** ASSIGNMENT **
Search the records below for the word "path". Pull out each line that has it.

** GIVEN DATA **
PR #5544, opened 2023-01-25
Feature/sort by buttons

bernhardh:
As discussed, a couple of days ago on discord, this PR reintroduces optionally the up/down buttons for repeater and builder. By default, the buttons are disabled (not shown), so its a none breaking change. If you don't use it, you will not see any change.

To enable just change the config (`forms.components.repeater.up_and_down_buttons` and `forms.components.builder.up_and_down_buttons`).

When enabled, it will look like this:

image

Same goes for the builder. In the following example, i Have enabled collapsible and clonable as well, just to see multiple icons:

image


packages/forms/resources/views/components/repeater.blade.php
```diff
@@ -134,6 +134,9 @@ class="gap-6"
                                         'flex divide-x rtl:divide-x-reverse',
                                         'dark:divide-gray-700' => config('forms.dark_mode'),
                                     ])>
+
```
zepfietje, line 153:
```suggestion
```

zepfietje (changes requested):

packages/forms/src/helpers.php
```diff
@@ -10,7 +10,7 @@ function array_move_after(array $array, $keyToMoveAfter): array
         $indexToMoveAfter = array_search($keyToMoveAfter, $keys);
         $keyToMoveBefore = $keys[$indexToMoveAfter + 1] ?? null;
 
-        if (filled($keyToMoveBefore)) {
```
danharrin, line 13: Please explain this change

packages/forms/src/helpers.php
```diff
@@ -35,7 +35,7 @@ function array_move_before(array $array, $keyToMoveBefore): array
         $indexToMoveBefore = array_search($keyToMoveBefore, $keys);
         $keyToMoveAfter = $keys[$indexToMoveBefore - 1] ?? null;
 
-        if (filled($keyToMoveAfter)) {
```
danharrin, line 38: ...and also this

packages/forms/config/forms.php
```diff
@@ -26,6 +26,14 @@
 
         ],
 
+        'repeater' => [
```
danharrin: Please remove these config options, instead add `reorder ableWithButtons()` and `isReorderableWithButtons()` methods to the Repeater and Builder classes

packages/forms/resources/views/components/builder.blade.php
```diff
@@ -155,6 +155,8 @@
                                     'flex divide-x rtl:divide-x-reverse',
                                     'dark:divide-gray-700' => config('forms.dark_mode'),
                                 ])>
+                                    <x-forms::up-and-down-buttons component="builder" :is-item-movement-disabled="$isItemMovementDisabled" :loop="$loop" :state-path="$getStatePath()" :uuid="$uuid" />
```
danharrin: Please don't extract this Blade component, the code can be copied between each view which makes it easier to override the behaviour in the view for just 1 component

packages/forms/resources/views/components/repeater.blade.php
```diff
@@ -134,6 +134,8 @@ class="gap-6"
                                         'flex divide-x rtl:divide-x-reverse',
                                         'dark:divide-gray-700' => config('forms.dark_mode'),
                                     ])>
+                                        <x-forms::up-and-down-buttons component="repeater" :is-item-movement-disabled="$isItemMovementDisabled" :loop="$loop" :state-path="$getStatePath()" :uuid="$uuid" />
```
danharrin: See comment above

danharrin (changes requested):

packages/forms/src/helpers.php
bernhardh: Ah, forget it. I thouht it would be more readable.

packages/forms/src/helpers.php
bernhardh: Ah, forget it. I thouht it would be more readable.

packages/forms/config/forms.php
bernhardh: done

packages/forms/resources/views/components/builder.blade.php
bernhardh: Done. Just to understand it better for the next time: What is the benefit of not making it a component? This sorting behaviour logic is an atomic behaviour which can be easily isolated and it is already used by two individual components (repeater and builder). I don't get the benefit of copy+pasting code, especially if it has 40+ lines?

Making it a custom component, increases (in my eyes) the readability and most important: it makes it much more easy to overwrite the component in the app. For example if someone would change the icon of it, you will have to extend not only two files, but the whole blade template of repeater/builder.

Where is my mistake?

bernhardh:
All requested changes done. Thank you!

packages/forms/resources/views/components/builder.blade.php
danharrin: Its not a mistake, just my preference in this situation.

1) none of the other buttons are extracted yet, would prefer to do them all at once
2) in v3 we're extracting the buttons to actions anyway (probably), so this new view will just need to be removed again
3) as I said before, easier to override without having to look up a separate view

bernhardh:
Any chance, that this PR gets merged soon?

danharrin:
Thanks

** RESULT BELOW **
+                                    <x-forms::up-and-down-buttons component="builder" :is-item-movement-disabled="$isItemMovementDisabled" :loop="$loop" :state-path="$getStatePath()" :uuid="$uuid" />
+                                        <x-forms::up-and-down-buttons component="repeater" :is-item-movement-disabled="$isItemMovementDisabled" :loop="$loop" :state-path="$getStatePath()" :uuid="$uuid" />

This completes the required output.